If we make a tube or cylinder from such a material [as rubber] and then inflate it, by means of an internal pressure, so as to involve a circumferential strain of 50 per cent or more, then the inflation or swelling process will become unstable, and the tube will bulge out...into a spherical protrusion which a doctor would describe as an “aneurism”....Since veins and arteries do, in fact, generally operate at strains around 50 per cent, and since, as any doctor will tell you, one of the conditions it is most desirable to avoid in blood-vessels is the production of aneurisms, any sort of rubbery elasticity is quite unsuitable....The only sort of elasticity which is completely stable under fluid pressures at high strains is that which is represented by Figure 5 [showing the stress increasing exponentially with the strain]. With minor variations, this shape of stress-strain curve is very common indeed for animal tissue....Materials with this [exponential] type of stress-strain curve are extremely difficult to tear. One reason is, perhaps, that the strain energy stored under such a curve--and therefore available to propagate fracture...is minimized."
He continues
Perhaps partly for these reasons the molecular structure of animal tissue does not often resemble that of rubber or artificial plastics. Most of these natural materials are highly complex, and in many cases they are of a composite nature, with at least two components; that is to say, they have a continuous phase or matrix which is reinforced by means of strong fibres of filaments of another substance. In a good many animals this continuous phase or matrix contains a material called 'elastin', which has a very low modulus and a [flat] stress-strain curve...The elastin is, however, reinforced by an arrangement of bent and zig-zagged fibres of collagen...a protein, very much the same as tendon, which has a high modulus...Because the reinforcing fibres are so much convoluted, when the material is in its resting or low-strain condition they contribute very little to its resistance to extension, and the initial elastic behavior is pretty well that of elastin. However, as the composite tissue stretches the collagen fibres begin to come taut; thus in the extended state the modulus of the material is that of the collagen, which more or less accounts for Figure 5.

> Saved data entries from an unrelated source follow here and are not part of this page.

PR #765, opened 2026-06-25
Add callback for packet send function to dump the output packets.

dmitry1945:
# Checklist

- [ ] CI passing

# Change description

SystemView currently sends trace data only via RTT. This callback allows firmware to intercept raw packets—for example, to dump them to an alternate channel, integrate with QEMU, or debug without changing the main RTT output path.

Curretn PR adds an optional callback to intercept outgoing SEGGER SystemView packets before they are written to the RTT buffer. New API SEGGER_SYSVIEW_SetSendPacketCallback() lets you subscribe to packet transmission.
The callback is invoked while the packet is being formed, with access to the packet start/end, event ID, and timestamp.

### DIFF
--- a/esp_sysview/src/SEGGER/SEGGER_SYSVIEW.c
+++ b/esp_sysview/src/SEGGER/SEGGER_SYSVIEW.c
@@ -258,6 +258,7 @@ typedef struct {
     U32                     DisabledEvents;
     const SEGGER_SYSVIEW_OS_API  *pOSAPI;
     SEGGER_SYSVIEW_SEND_SYS_DESC_FUNC   *pfSendSysDesc;
+    SEGGER_SYSVIEW_SendPacket_Dump      *pfSendPacketCallback;
 } SEGGER_SYSVIEW_GLOBALS;
 
 /*********************************************************************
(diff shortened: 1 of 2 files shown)


erhankur:
Thanks for the PR, @dmitry1945

`SEGGER_SYSVIEW.c` is vendored upstream code, and we try to keep it as close to the original as possible. All ESP-specific behavior lives under `src/esp/` instead. Adding a hook directly into `_SendPacket()` would diverge from that.

If you feel this callback belongs in the core SystemView library, the cleanest path would be to propose it to SEGGER upstream first. If it is accepted there, we can pull it in with the next sync and keep our copy unmodified.

For the use cases you describe, such as dumping packets to another channel, QEMU integration, or debugging without disturbing the main output, you likely don’t need to modify SEGGER at all. In the `esp_trace` model, SystemView output already flows through the `SEGGER_RTT_WriteSkipNoLock` override in `SEGGER_RTT_esp.c` into a pluggable transport (`esp_trace_transport_t`).

So “send the packets somewhere else” is exactly what a new transport adapter is for. You can implement your sink there and get destination-CPU filtering, link-type handling, and locking for free, without patching vendored code.

PR #773, opened 2026-07-07
feat(esp_ext_part_tables): Improve MBR generation: alignment policy, layout validation, auto-placement, etc., version bump to 0.4.0

adokitkat:
Overhauls `esp_ext_part_tables` so `esp_mbr_generate` produces valid, verifiable
MBRs (instead of silently-broken ones) and `esp_mbr_parse` reports every recognized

As you probably can tell, Gordon writes wonderfully and explains mechanics so it's understandable to a layman. His writing is a model of clarity.

Structures: Or Why Things Don't Fall Down, by J. E. Gordon.
Structures: Or Why Things Don't Fall Down.
Structures was my first exposure to continuum mechanics, but certainly not my last. I was a member of the Mechanical Engineering Section when I worked at the National Institutes of Health, so I was surrounded by outstanding mechanical engineers. My friend Peter Basser—himself a mechanical engineer—would lend me his books, and I recall reading classics such as Love’s A Treatise on the Mathematical Theory of Elasticity and Schlichting’s Boundary Layer Theory. I was impressed by Basser’s model of infusion-induced swelling in the brain and Richard Chadwick’s studies of cardiac biomechanics (Richard was another member of our Mechanical Engineering Section). In many ways, NIH provided a liberal education in physics applied to biology and medicine.

Throughout my career, most of my research has focused on bioelectricity and biomagnetism. Recently, however, I have been working on problems in biomechanics. But that is another story.